Strange correlators for topological quantum systems from bulk-boundary correspondence

TL;DR

This paper develops a systematic method for choosing operators in strange correlators to effectively detect topological phases, relating their decay to edge mode properties and extending applicability to disordered and long-range systems.

Contribution

It introduces a procedure based on bulk-boundary correspondence for selecting operators in strange correlators, improving topological phase detection across various models.

Findings

Relates decay exponents of strange correlators to edge mode scaling dimensions.

Reduces finite-size effects by integrating the moduli of correlators.
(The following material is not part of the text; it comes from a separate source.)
PR #1032, opened 2017-04-26
Response header delete

RonRothman:
This PR adds a single method, `delete_header`, to `Response`.

Previously, `Response` had methods to get and set headers, but no way to delete them, once set. We came across a need to delete response headers that had been set upstream, and without a `delete_header` method we've had to resort to directly manipulating `Response._headers`. This PR alleviates that abstraction-violation.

Extends strange correlator applicability to disordered and long-range systems.

Abstract

"Strange" correlators provide a tool to detect topological phases arising in many-body models by computing the matrix elements of suitably defined two-point correlations between the states under investigation and trivial reference states. Their effectiveness depends on the choice of the adopted operators. In this paper we give a systematic procedure for this choice, discussing the advantages of choosing operators using the bulk-boundary correspondence of the systems under scrutiny. Via the scaling exponents, we directly relate the algebraic decay of the strange correlators with the scaling dimensions of gapless edge modes operators. We begin our analysis with lattice models hosting symmetry-protected topological phases and we analyze the sums of the strange correlators, pointing out that integrating their moduli substantially reduces cancellations and finite-size effects. We also analyze instances of systems hosting intrinsic topological order, as well as strange correlators between states with different nontrivial topologies. Our results for both translational and non-translational invariant cases, and in presence of on-site disorder and long-range couplings, extend the validity of the strange correlators approach for the diagnosis of topological phases of matter, and indicate a general procedure for their optimal choice.